++++ Input for this task ++++
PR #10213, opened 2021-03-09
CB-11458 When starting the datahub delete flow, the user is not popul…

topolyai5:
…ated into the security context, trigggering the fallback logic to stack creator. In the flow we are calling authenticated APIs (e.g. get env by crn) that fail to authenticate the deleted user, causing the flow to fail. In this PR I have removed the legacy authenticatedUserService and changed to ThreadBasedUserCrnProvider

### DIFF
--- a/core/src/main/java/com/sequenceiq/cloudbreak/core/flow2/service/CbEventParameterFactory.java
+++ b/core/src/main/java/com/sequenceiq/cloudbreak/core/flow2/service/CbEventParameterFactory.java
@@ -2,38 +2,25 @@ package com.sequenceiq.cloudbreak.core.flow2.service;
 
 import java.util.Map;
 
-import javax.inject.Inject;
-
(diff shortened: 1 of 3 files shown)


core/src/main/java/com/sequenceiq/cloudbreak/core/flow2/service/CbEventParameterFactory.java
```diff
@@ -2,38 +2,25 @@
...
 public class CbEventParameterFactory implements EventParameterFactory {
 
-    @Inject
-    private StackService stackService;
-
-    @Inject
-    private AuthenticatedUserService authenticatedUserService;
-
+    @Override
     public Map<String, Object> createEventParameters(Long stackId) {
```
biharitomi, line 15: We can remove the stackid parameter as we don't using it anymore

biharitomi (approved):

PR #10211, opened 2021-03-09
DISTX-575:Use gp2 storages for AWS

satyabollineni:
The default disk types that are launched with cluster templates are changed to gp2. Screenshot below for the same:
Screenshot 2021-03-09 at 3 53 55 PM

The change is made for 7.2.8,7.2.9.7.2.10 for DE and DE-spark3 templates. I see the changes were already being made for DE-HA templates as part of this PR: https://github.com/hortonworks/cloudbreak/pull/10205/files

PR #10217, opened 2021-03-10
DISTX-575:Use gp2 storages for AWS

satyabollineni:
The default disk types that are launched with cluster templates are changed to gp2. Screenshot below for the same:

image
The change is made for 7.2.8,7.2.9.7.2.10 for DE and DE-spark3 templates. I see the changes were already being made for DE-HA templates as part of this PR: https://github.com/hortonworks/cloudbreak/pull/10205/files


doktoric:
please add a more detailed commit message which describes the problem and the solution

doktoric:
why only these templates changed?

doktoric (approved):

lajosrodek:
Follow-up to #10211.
++++
- Task to carry out
The answer is each line from the entries above in which the word "private" occurs.

- Task solution
-    private StackService stackService;
-    private AuthenticatedUserService authenticatedUserService;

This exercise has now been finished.